Problem statement: Give the count of lines that hold the word "will" in this listing, with nothing added.

Extracted information:
------------------------------------

PR #6355, opened 2022-09-23
Rebranding script for users who don't know how to write own engine

buahaha:
There is a script that will update files with a "brand" like Nutek, or MyApp, switch the icons, to not break the license and it's in python3.


chrisduerr (changes requested):
We will not add a script for rebranding Alacritty. This is a necessity to comply with licensing if you want to make your own thing out of Alacritty, but that doesn't mean we actively encourage and support doing so.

------------------------------------

Exercise response: 2